## EXERCISE DESCRIPTION
Exactly reproduce each record listed below.

Excerpts from a dataset:

########

PR #306, opened 2025-10-18
feat(server): Install Nix packages on container startup

rowan-stein:
Implements issue #304.\n\n- Adds installNixPackages() to ContainerProviderEntity\n- On container creation and reuse, attempts to run: `nix profile install 'github:NixOS/nixpkgs/<COMMIT>#<ATTR>' ...` for each configured package in cfg.nix.packages.\n- Skips gracefully when nix is not present in the container (logs error).\n- Reuses ncps via existing NIX_CONFIG injection.\n\nIncludes best-effort logging and 15 min timeout for the installation step.

Issue #304, opened 2025-10-18
Install Nix packages on container startup


vitramir:
This is 3rd phase of nix package manager integration. There is already UI to add nix packages to workspace and packages are stored in node state with persistency in graph. There is caching layer with ncps. Now need to implement last step and add command to install packages in the container. 

use this command to install packages:
```
nix profile install \
  'github:NixOS/nixpkgs/c12c63cd6c5eb34c7b4c3076c6a99e00fcab86ec#nodejs_24' \
  'github:NixOS/nixpkgs/c12c63cd6c5eb34c7b4c3076c6a99e00fcab86ec#git' \
  'github:NixOS/nixpkgs/<COMMIT_HASH>#<ATTRIBUTE_PATH>'
```

COMMIT_HASH and ATTRIBUTE_PATH are stored in packages array in node

Operation may fail in the container if there is no nix. Handle this error and log error message.

PR #332, opened 2025-10-19
feat(server): Install Nix packages on container startup

rowan-stein:
Supersedes #306. Implements #304.

Summary
- Install Nix packages on container startup (fresh and reuse) using canonical resolved nix shape
- Typed internal projection for cfg.nix; removed unsafe/double assertions and legacy aliases
- Idempotency via sentinel digest (/var/lib/hautech/<cid>/nix-specs.sha256) and per-container lock dir (/var/lock/hautech-nix-<cid>)
- Shell safety: prefer argv exec and strict input validation
- Observability: include container id, spec count, durations; improved error logs
- Timeout configurable via cfg.nix.timeoutSeconds (default 900s); documented in schema comments
- Tests: cover fresh/reuse, no-nix, non-zero exit, idempotency, concurrency, timeout

Notes
- External schema remains opaque to avoid UI breaks; server derives internal typed shape
- Behavior aligns with prior review guidance from #306

Please review with focus on idempotency, concurrency, safety, observability, and typing. CI is expected to pass.


noa-lucent (changes requested):
High-level review checklist
- Verified typed internal nix config projection and removal of unsafe assertions
- Checked idempotency (sentinel digest) and per-container locking
- Ensured argv exec usage and input validation
- Reviewed observability: container id, spec counts, durations, error logs
- Confirmed configurable timeout is applied consistently
- Reviewed tests for coverage and style conformance

Blocking issues and recommendations
1) Lock release on exceptions
   In ensureNixPackages, the precheck acquires a lock directory (exitCode 0), but the release (rmdir) happens only on normal paths. If any error throws after lock acquisition, the catch block logs and returns without releasing the lock, leaving a stale lock that will block all future installs.
   Action: Track a boolean lockAcquired after precheck succeeds and move the rmdir call into a finally block so it always runs when lockAcquired is true. Also keep the early-release path for the 42 (unchanged) branch.

2) Sentinel digest stability vs. order
   The digest is computed from refs.join("\n"). If the input order changes but the set is identical, digest changes and triggers unnecessary reinstalls.
   Action: Consider sorting refs (e.g., by `${commitHash}#${attributePath}`) before hashing, or explicitly document that order is significant and add a test for your chosen behavior. I recommend sorting for idempotency.

3) Input validation and shell safety
   You improved safety by using argv form with ["sh","-lc", ...], and by deriving a typed internal shape. To further harden:
   - Enforce commitHash to be 40 hex chars and attributePath to match a safe pattern (e.g., ^[-a-zA-Z0-9_.\/]+$) in ResolvedNixPackageItemSchema. If already present, great; otherwise please add.
   - Prefer direct argv invocation of nix: exec(["nix","profile","install", ...], { env: {...PATH...} }) instead of passing a shell string through sh -lc. You can set PATH via exec options (env) and remove PATH_PREFIX and most quoting concerns. This avoids potential injection via attributePath and reduces shell quoting pitfalls.

4) Minor duplication
   The code to derive rawArr/originalCount from cfg.nix.packages appears twice. Consider extracting a small helper that returns { resolved: InternalNixConfig["packages"] ?? [], originalCount } to keep the logic single-sourced with readNixInternal().

5) Tests: avoid any/double assertions and add coverage
   - Current tests use `as any` and `as unknown as ...`. Our enforced rules forbid using any and double assertions. Please refactor tests to avoid them:
     • For logger assertions, prefer using vi.spyOn on a real LoggerService instance or implement a StubLogger that collects messages in typed arrays and assert on those, avoiding `as any` casts.
     • For config, setConfig accepts Record<string, unknown>, so you can build plain objects without casting to ContainerProviderStaticConfig, or use `satisfies` where applicable.
   - Suggested additional tests:
     • Sentinel order invariance (if you adopt sorting) or “order significant” behavior (if you keep order) documented and tested.
     • Ensure that on a failure path after acquiring the lock, the lock is still released (once you move release to finally).
     • Ensure that sentinel is not written when per-package fallback has any failure (you already track allOk; add an assertion to tests).

6) Observability
   Great improvements: container id, spec count, duration_ms, explicit skip/in-progress logs. Consider adding the digest prefix (e.g., first 8 chars) to logs for easier cross-correlation if helpful.

Overall, the refactor meaningfully improves typing, idempotency, concurrency control, and telemetry. Addressing the lock-release bug and test type assertions are required before merge. I will re-check once updates are pushed and CI is green.}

########

## TASK RESPONSE
PR #306, opened 2025-10-18
feat(server): Install Nix packages on container startup

rowan-stein:
Implements issue #304.\n\n- Adds installNixPackages() to ContainerProviderEntity\n- On container creation and reuse, attempts to run: `nix profile install 'github:NixOS/nixpkgs/<COMMIT>#<ATTR>' ...` for each configured package in cfg.nix.packages.\n- Skips gracefully when nix is not present in the container (logs error).\n- Reuses ncps via existing NIX_CONFIG injection.\n\nIncludes best-effort logging and 15 min timeout for the installation step.

Issue #304, opened 2025-10-18
Install Nix packages on container startup


vitramir:
This is 3rd phase of nix package manager integration. There is already UI to add nix packages to workspace and packages are stored in node state with persistency in graph. There is caching layer with ncps. Now need to implement last step and add command to install packages in the container. 

use this command to install packages:
```
nix profile install \
  'github:NixOS/nixpkgs/c12c63cd6c5eb34c7b4c3076c6a99e00fcab86ec#nodejs_24' \
  'github:NixOS/nixpkgs/c12c63cd6c5eb34c7b4c3076c6a99e00fcab86ec#git' \
  'github:NixOS/nixpkgs/<COMMIT_HASH>#<ATTRIBUTE_PATH>'
```

COMMIT_HASH and ATTRIBUTE_PATH are stored in packages array in node

Operation may fail in the container if there is no nix. Handle this error and log error message.

PR #332, opened 2025-10-19
feat(server): Install Nix packages on container startup

rowan-stein:
Supersedes #306. Implements #304.

Summary
- Install Nix packages on container startup (fresh and reuse) using canonical resolved nix shape
- Typed internal projection for cfg.nix; removed unsafe/double assertions and legacy aliases
- Idempotency via sentinel digest (/var/lib/hautech/<cid>/nix-specs.sha256) and per-container lock dir (/var/lock/hautech-nix-<cid>)
- Shell safety: prefer argv exec and strict input validation
- Observability: include container id, spec count, durations; improved error logs
- Timeout configurable via cfg.nix.timeoutSeconds (default 900s); documented in schema comments
- Tests: cover fresh/reuse, no-nix, non-zero exit, idempotency, concurrency, timeout

Notes
- External schema remains opaque to avoid UI breaks; server derives internal typed shape
- Behavior aligns with prior review guidance from #306

Please review with focus on idempotency, concurrency, safety, observability, and typing. CI is expected to pass.


noa-lucent (changes requested):
High-level review checklist
- Verified typed internal nix config projection and removal of unsafe assertions
- Checked idempotency (sentinel digest) and per-container locking
- Ensured argv exec usage and input validation
- Reviewed observability: container id, spec counts, durations, error logs
- Confirmed configurable timeout is applied consistently
- Reviewed tests for coverage and style conformance

Blocking issues and recommendations
1) Lock release on exceptions
   In ensureNixPackages, the precheck acquires a lock directory (exitCode 0), but the release (rmdir) happens only on normal paths. If any error throws after lock acquisition, the catch block logs and returns without releasing the lock, leaving a stale lock that will block all future installs.
   Action: Track a boolean lockAcquired after precheck succeeds and move the rmdir call into a finally block so it always runs when lockAcquired is true. Also keep the early-release path for the 42 (unchanged) branch.

2) Sentinel digest stability vs. order
   The digest is computed from refs.join("\n"). If the input order changes but the set is identical, digest changes and triggers unnecessary reinstalls.
   Action: Consider sorting refs (e.g., by `${commitHash}#${attributePath}`) before hashing, or explicitly document that order is significant and add a test for your chosen behavior. I recommend sorting for idempotency.

3) Input validation and shell safety
   You improved safety by using argv form with ["sh","-lc", ...], and by deriving a typed internal shape. To further harden:
   - Enforce commitHash to be 40 hex chars and attributePath to match a safe pattern (e.g., ^[-a-zA-Z0-9_.\/]+$) in ResolvedNixPackageItemSchema. If already present, great; otherwise please add.
   - Prefer direct argv invocation of nix: exec(["nix","profile","install", ...], { env: {...PATH...} }) instead of passing a shell string through sh -lc. You can set PATH via exec options (env) and remove PATH_PREFIX and most quoting concerns. This avoids potential injection via attributePath and reduces shell quoting pitfalls.

4) Minor duplication
   The code to derive rawArr/originalCount from cfg.nix.packages appears twice. Consider extracting a small helper that returns { resolved: InternalNixConfig["packages"] ?? [], originalCount } to keep the logic single-sourced with readNixInternal().

5) Tests: avoid any/double assertions and add coverage
   - Current tests use `as any` and `as unknown as ...`. Our enforced rules forbid using any and double assertions. Please refactor tests to avoid them:
     • For logger assertions, prefer using vi.spyOn on a real LoggerService instance or implement a StubLogger that collects messages in typed arrays and assert on those, avoiding `as any` casts.
     • For config, setConfig accepts Record<string, unknown>, so you can build plain objects without casting to ContainerProviderStaticConfig, or use `satisfies` where applicable.
   - Suggested additional tests:
     • Sentinel order invariance (if you adopt sorting) or “order significant” behavior (if you keep order) documented and tested.
     • Ensure that on a failure path after acquiring the lock, the lock is still released (once you move release to finally).
     • Ensure that sentinel is not written when per-package fallback has any failure (you already track allOk; add an assertion to tests).

6) Observability
   Great improvements: container id, spec count, duration_ms, explicit skip/in-progress logs. Consider adding the digest prefix (e.g., first 8 chars) to logs for easier cross-correlation if helpful.

Overall, the refactor meaningfully improves typing, idempotency, concurrency control, and telemetry. Addressing the lock-release bug and test type assertions are required before merge. I will re-check once updates are pushed and CI is green.}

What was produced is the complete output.